(Stored data entries)
┌──
PR #4557, opened 2026-07-25
fix(xai): guard opt-in x_search collision

### LINKED ISSUE #4339: v7.2.73+ always injects native x_search and breaks client function tool web_search on /v1/responses
[  ] No, it's another issue.

**Describe the bug**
└──
* **What you need to do**: An exact reproduction of all the entries above is required.

* **Solution to the problem**:
PR #4557, opened 2026-07-25
fix(xai): guard opt-in x_search collision

### LINKED ISSUE #4339: v7.2.73+ always injects native x_search and breaks client function tool web_search on /v1/responses
[  ] No, it's another issue.

**Describe the bug**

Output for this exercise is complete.